For the open server, we will use existing standards as much as possible and share the code freely. We have spoken informally to some developers already and got their support. It may be possible to use the Asian WordNet project infrastructure directly, in which case all we will need to do is reformat all open WordnNets to the ASWN standard.
WordNets in many languages help to increase the amount of creativity in two main ways:
(a) by allowing semantic relations to be used in other applications. For example in the open clip art library, someone searching for a picture of “carnivore” will currently give no hits. With WordNets they could be given pictures from all nodes under “carnivore” such as lions, tigers and seals, ...
(b) the multilingual WordNets allow work done in one language to be more quickly ported to another: for example a word tagged as “driver#n#1” could be searched for with any of its synonyms in any language (eng: chauffeur; jpn: 運転手; deu: Fahrer; ...) without being confused by different senses of driver (the golf club or software driver).
We will use text mining techniques to find references to wordnets in academic papers (from the Global WordNet Conference proceedings and the Association for Computational Linguistics Anthology) and applications (sourceforge). We intend to reuse techniques from Kozawa et al (2008) for this. This will be enhanced with data from questionnaire's and interviews.
Automatic Acquisition of Usage Information for Language Resources, Shunsuke Kozawa, Hitomi Tohyama, Kiyotaka Uchimoto and Shigeki Matsubara, In Proceedings of the Sixth International Conference on Language Resources and Evaluation (LREC 2008), pp. 672-677, Marrakech, Morocco, May, 2008.
The open WordNet server will require some programming and experience with dictionary formats, we are very experienced in this area.
We will need to distinguish between papers about the development of a resource, and papers about using a resource, this is beyond the level of current automatic techniques. In addition there are multiple WordNet projects for some languages (e.g. Polish, French, ... ) so we will need to separate their references.
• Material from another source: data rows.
PR #7923, opened 2023-03-15
Desktop: Fixes #7920: List enabled plugins only in About Joplin and in alphabetical order

### LINKED ISSUE #7920: Only show enabled plugins in About Joplin and in alphabetical order
The dialog `About Joplin` should show only the plugins that are enabled, and not every plugin installed as it is now.

Moreover they should be listed in alphabetical order.

julien-me:
Fixes https://github.com/laurent22/joplin/issues/7920

About Joplin now list plugins that are enabled and in alphabetical order.
plugins-installed
about-joplin

Tested with desktop app and cli app.

### DIFF
--- a/packages/lib/services/plugins/PluginService.ts
+++ b/packages/lib/services/plugins/PluginService.ts
@@ -100,6 +100,12 @@ export default class PluginService extends BaseService {
 		return this.plugins_;
 	}
 
+	public get pluginsEnabled(): Plugins {
+		const pluginSettings = this.unserializePluginSettings(Setting.value('plugins.states'));
+		const enabledPlugins = Object.fromEntries(Object.entries(this.plugins_).filter((p) => this.pluginEnabled(pluginSettings, p[0])));
+		return enabledPlugins;
+	}
+
 	public get pluginIds(): string[] {
 		return Object.keys(this.plugins_);
 	}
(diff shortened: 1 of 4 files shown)


packages/lib/services/plugins/PluginService.ts
```diff
@@ -100,6 +100,12 @@ export default class PluginService extends BaseService {
 		return this.plugins_;
 	}
 
+	public get pluginsEnabled(): Plugins {
+		const pluginSettings = this.unserializePluginSettings(Setting.value('plugins.states'));
```
laurent22: We avoid accessing settings directly from services now, so the "settings" array should be passed to this function, like it is for `pluginEnabled` for example.

Sorry could you name the function `enabledPlugins` please? The `pluginEnabled` one really should be named `pluginIsEnabled` but it's a different issue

These are unsolvable by current NLP techniques, which is why we need human analysis of the results. Further, licensing differences are not the only difference between projects, we will also have to account for differences in project funding and longevity.
The individual WordNets sustain themselves. If we can persuade them to use open licenses, this will encourage community participation in further expansion. Our experience is that is hard to get funding for resource maintenance, whereas communities are good at extending resources. Persuading WordNet projects to adopt open source licenses thus improves their sustainability. We will also seek academic grants at Nanyang Technological University to continue research on exploiting and creating WordNets.
WordNets currently exist for 58 languages, but there are thousands of human languages. Our previous research has shown that you can efficiently bootstrap a new language from multiple existing languages. There are currently many WordNet projects being started for new languages, we hope to provide solid evidence for them to chose an open license. As the number of WordNets increse, the semantic web technologies based on resources such as WordNet straightforwardly scale to the new languages.
To attain our goal, it is important to interview developers and attend meetings to collect information as it is easier to get the full story through face to face discussions. We therefore need the Catalyst Grant to support our attendance at one Kyoto Project meeting, one Asian WordNet meeting as well to present our output at a conference.
Communication is done within projects by physical meetings, email, the Kyoto project wiki, and updating web-pages. Useful information is thus often unfortunately kept within one project only.